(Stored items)
PR #1164, opened 2025-03-02
Add support for OPX1000 MW-FEMs

stavros11:
Adds support for [MW-FEMs](https://docs.quantum-machines.co/latest/docs/Guides/opx1000_fems/?h=upsampl#microwave-fem-mw-fem) in the QM driver. In TII lab we only have LF-FEMs so we I cannot fully test this. I am only relying on printing the generated `config` and checking whether it complies with the format presented in https://docs.quantum-machines.co/latest/docs/Introduction/config/?h=fem#configuration-components.

Here is an example platform with two flux tunable qubits on a single readout, controlled using MW-FEM for readout and drive and LF-FEM for flux:
<details>
<summary>platform.py</summary>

▶ _YOUR INSTRUCTIONS_:
Go through the entries above, and wherever a line holds the word "with", copy that line.

▶ _TASK RESULT_:
Adds support for [MW-FEMs](https://docs.quantum-machines.co/latest/docs/Guides/opx1000_fems/?h=upsampl#microwave-fem-mw-fem) in the QM driver. In TII lab we only have LF-FEMs so we I cannot fully test this. I am only relying on printing the generated `config` and checking whether it complies with the format presented in https://docs.quantum-machines.co/latest/docs/Introduction/config/?h=fem#configuration-components.
Here is an example platform with two flux tunable qubits on a single readout, controlled using MW-FEM for readout and drive and LF-FEM for flux:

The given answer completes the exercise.